How to complete this task: Across the entries that follow, how many lines have the word "OutputType" in them? Give only the number.

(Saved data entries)
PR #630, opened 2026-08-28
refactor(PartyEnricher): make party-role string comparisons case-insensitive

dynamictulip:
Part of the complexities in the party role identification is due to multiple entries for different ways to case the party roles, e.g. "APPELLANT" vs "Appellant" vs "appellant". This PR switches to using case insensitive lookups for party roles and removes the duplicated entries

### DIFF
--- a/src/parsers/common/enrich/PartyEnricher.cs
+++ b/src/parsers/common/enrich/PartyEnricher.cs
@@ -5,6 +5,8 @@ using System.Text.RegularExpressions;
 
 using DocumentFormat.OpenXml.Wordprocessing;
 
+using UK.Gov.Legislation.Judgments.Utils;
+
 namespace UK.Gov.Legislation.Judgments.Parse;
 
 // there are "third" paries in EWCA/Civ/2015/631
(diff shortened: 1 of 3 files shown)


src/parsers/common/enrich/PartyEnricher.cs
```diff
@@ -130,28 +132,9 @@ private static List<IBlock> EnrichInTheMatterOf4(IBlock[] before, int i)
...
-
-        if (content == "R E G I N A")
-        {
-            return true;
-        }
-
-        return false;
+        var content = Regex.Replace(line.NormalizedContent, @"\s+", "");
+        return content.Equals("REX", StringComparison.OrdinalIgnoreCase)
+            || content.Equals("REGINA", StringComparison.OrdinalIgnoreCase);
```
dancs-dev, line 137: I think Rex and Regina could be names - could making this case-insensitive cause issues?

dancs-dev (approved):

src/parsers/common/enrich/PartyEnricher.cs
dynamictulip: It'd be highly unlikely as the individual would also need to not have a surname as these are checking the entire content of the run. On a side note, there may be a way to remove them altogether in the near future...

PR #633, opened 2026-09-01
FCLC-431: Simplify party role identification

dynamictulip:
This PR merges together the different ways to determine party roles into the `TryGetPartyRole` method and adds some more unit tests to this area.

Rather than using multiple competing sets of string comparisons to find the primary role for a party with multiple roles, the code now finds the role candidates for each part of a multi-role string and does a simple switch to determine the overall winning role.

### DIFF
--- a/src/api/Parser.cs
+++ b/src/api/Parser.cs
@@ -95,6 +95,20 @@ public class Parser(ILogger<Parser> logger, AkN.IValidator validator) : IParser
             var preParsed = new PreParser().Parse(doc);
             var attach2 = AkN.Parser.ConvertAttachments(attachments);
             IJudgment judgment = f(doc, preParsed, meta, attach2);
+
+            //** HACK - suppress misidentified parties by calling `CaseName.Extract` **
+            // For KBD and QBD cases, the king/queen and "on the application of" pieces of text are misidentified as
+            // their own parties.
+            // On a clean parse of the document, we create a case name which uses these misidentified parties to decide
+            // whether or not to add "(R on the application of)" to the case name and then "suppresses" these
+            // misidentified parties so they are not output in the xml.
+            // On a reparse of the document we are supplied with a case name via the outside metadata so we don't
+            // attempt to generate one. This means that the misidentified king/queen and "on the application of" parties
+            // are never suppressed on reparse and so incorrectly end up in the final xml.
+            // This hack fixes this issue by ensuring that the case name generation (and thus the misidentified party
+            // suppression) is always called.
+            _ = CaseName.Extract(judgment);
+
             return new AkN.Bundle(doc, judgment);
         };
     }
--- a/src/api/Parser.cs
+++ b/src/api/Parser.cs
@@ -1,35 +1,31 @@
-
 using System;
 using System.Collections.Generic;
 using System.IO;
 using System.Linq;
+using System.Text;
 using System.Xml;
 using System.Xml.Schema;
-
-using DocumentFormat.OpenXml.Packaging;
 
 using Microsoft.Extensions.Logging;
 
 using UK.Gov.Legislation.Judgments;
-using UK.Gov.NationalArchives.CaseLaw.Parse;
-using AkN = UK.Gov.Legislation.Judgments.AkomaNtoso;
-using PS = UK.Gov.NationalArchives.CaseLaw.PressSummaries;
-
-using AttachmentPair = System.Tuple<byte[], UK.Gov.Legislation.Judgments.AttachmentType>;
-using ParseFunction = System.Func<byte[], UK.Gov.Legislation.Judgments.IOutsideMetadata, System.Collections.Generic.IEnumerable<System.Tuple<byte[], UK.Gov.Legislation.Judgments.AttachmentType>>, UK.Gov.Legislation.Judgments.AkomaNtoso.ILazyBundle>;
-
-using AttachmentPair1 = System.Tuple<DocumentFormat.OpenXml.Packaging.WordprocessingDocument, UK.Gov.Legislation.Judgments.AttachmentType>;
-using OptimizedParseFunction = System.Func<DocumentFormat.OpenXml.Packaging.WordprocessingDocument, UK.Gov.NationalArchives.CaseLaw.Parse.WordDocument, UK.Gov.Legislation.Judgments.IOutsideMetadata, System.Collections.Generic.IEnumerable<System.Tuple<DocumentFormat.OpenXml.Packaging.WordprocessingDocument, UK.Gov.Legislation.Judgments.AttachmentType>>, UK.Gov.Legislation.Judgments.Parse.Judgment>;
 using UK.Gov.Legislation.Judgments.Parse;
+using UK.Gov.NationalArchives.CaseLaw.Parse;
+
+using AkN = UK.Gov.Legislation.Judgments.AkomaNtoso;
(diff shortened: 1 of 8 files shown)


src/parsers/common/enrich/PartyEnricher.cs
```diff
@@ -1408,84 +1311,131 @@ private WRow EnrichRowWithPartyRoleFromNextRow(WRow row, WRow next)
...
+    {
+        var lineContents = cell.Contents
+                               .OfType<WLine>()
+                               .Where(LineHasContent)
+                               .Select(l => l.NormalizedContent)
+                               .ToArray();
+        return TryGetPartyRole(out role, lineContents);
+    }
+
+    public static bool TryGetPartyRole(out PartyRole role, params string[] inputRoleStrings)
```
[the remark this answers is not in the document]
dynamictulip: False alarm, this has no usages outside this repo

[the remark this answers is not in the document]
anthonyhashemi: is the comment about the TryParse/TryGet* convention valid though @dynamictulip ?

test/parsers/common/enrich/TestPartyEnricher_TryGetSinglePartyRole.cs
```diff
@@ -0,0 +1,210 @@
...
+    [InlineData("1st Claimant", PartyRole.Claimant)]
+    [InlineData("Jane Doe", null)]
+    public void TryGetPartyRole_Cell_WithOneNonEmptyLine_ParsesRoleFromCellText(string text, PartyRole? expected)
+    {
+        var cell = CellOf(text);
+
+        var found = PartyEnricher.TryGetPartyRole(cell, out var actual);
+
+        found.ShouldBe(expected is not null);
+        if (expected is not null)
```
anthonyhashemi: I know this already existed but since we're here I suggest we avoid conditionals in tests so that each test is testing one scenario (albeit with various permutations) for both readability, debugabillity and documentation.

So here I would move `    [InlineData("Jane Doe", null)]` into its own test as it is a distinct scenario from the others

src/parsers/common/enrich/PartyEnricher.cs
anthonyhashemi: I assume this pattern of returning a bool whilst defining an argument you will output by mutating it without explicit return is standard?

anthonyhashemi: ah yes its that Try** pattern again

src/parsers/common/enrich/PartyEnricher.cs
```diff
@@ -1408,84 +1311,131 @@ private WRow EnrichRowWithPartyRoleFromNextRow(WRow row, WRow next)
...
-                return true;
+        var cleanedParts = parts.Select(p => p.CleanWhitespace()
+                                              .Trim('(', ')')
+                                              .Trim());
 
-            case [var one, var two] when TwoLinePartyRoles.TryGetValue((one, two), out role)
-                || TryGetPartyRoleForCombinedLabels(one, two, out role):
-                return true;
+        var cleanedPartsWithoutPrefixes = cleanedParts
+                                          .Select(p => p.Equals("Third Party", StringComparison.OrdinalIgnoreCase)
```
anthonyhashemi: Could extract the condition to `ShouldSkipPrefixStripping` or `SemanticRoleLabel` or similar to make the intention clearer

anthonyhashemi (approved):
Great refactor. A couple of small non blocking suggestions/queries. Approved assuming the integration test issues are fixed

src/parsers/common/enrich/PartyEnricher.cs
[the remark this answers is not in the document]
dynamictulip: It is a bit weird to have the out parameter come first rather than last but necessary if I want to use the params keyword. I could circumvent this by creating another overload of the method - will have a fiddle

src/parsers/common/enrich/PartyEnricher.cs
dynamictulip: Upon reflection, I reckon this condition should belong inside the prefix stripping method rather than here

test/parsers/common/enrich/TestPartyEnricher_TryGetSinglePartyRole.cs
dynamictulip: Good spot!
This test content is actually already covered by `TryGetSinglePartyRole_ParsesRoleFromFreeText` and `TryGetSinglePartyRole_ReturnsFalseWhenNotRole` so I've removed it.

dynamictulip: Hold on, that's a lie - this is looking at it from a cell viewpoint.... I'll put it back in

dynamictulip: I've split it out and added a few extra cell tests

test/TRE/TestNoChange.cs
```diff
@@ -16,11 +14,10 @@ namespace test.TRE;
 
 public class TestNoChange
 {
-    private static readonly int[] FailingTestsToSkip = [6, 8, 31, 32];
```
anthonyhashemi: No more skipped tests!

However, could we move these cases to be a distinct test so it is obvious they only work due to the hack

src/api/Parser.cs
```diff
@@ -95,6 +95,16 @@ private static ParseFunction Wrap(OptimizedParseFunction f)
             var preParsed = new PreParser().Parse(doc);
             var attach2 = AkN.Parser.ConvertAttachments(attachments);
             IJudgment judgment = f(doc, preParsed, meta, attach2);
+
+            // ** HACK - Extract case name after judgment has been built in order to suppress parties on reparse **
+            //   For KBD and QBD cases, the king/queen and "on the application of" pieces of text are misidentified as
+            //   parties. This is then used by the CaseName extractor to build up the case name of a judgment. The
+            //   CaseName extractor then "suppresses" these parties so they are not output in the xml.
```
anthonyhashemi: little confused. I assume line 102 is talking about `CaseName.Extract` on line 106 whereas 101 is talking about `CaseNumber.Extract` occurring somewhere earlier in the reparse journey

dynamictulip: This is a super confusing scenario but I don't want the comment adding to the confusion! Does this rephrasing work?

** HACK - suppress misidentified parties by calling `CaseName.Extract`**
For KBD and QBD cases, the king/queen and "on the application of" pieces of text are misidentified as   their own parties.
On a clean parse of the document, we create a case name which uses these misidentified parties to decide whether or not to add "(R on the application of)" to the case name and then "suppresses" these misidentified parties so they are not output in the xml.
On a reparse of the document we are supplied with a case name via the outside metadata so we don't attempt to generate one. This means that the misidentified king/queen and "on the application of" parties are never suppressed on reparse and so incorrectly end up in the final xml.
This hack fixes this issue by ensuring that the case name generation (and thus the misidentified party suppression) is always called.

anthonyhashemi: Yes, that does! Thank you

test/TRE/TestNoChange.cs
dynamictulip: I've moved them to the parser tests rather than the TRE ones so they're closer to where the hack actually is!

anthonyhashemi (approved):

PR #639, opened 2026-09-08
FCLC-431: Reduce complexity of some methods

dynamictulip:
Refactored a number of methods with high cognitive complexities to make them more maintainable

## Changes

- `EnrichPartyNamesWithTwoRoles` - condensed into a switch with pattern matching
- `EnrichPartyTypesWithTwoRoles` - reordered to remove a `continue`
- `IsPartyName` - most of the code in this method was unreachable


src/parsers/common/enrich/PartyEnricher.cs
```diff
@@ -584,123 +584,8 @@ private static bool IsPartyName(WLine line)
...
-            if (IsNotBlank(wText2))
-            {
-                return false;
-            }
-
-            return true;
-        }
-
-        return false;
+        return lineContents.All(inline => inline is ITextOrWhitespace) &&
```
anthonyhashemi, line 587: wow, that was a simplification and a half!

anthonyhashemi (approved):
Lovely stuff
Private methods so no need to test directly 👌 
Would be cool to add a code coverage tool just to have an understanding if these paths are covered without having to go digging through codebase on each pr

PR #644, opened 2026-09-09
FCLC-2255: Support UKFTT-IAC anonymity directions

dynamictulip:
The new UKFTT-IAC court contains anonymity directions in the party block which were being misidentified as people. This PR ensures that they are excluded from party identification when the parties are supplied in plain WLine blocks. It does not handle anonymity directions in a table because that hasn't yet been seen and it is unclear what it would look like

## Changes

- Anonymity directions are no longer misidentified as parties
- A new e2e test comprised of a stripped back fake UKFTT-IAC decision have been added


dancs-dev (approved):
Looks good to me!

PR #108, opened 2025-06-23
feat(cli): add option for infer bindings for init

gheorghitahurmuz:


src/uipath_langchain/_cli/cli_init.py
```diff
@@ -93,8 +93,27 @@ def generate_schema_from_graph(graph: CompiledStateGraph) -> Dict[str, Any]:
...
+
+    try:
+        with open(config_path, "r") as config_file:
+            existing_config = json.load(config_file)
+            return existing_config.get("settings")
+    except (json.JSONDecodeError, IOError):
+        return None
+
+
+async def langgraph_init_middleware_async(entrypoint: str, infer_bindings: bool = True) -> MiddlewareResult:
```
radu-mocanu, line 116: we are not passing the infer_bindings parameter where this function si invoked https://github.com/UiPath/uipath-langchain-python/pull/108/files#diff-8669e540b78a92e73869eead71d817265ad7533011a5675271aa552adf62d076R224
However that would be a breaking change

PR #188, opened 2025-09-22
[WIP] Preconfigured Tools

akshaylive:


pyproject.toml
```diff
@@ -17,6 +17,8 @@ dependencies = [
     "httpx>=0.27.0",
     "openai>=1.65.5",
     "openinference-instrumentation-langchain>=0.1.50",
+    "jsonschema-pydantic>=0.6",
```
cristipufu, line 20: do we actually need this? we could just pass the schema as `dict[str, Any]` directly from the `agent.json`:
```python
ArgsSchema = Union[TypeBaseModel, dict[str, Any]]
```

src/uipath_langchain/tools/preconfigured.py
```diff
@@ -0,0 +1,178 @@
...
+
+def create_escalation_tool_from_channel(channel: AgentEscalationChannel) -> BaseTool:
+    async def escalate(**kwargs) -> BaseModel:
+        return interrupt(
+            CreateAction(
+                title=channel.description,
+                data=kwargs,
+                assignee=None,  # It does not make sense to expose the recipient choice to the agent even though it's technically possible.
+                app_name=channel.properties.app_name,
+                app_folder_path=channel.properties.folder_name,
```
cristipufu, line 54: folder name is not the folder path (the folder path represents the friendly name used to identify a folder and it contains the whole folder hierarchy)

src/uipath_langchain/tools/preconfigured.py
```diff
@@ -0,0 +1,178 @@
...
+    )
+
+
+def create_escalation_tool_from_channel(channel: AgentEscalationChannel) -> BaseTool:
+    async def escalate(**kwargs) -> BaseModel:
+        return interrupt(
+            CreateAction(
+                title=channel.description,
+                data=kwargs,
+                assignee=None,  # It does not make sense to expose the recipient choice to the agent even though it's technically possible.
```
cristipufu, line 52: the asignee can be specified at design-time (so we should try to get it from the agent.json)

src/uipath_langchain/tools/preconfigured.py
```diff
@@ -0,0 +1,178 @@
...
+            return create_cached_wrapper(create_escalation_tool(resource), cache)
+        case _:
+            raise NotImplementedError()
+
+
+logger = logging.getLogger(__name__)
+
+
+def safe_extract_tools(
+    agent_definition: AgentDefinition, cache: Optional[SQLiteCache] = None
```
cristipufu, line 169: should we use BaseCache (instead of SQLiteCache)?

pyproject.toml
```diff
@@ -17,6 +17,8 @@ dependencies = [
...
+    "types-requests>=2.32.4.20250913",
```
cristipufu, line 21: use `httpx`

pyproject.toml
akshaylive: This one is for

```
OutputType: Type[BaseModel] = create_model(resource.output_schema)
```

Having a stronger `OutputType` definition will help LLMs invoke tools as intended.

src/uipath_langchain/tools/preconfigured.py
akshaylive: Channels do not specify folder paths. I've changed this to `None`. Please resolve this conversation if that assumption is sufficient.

Result for this exercise: 2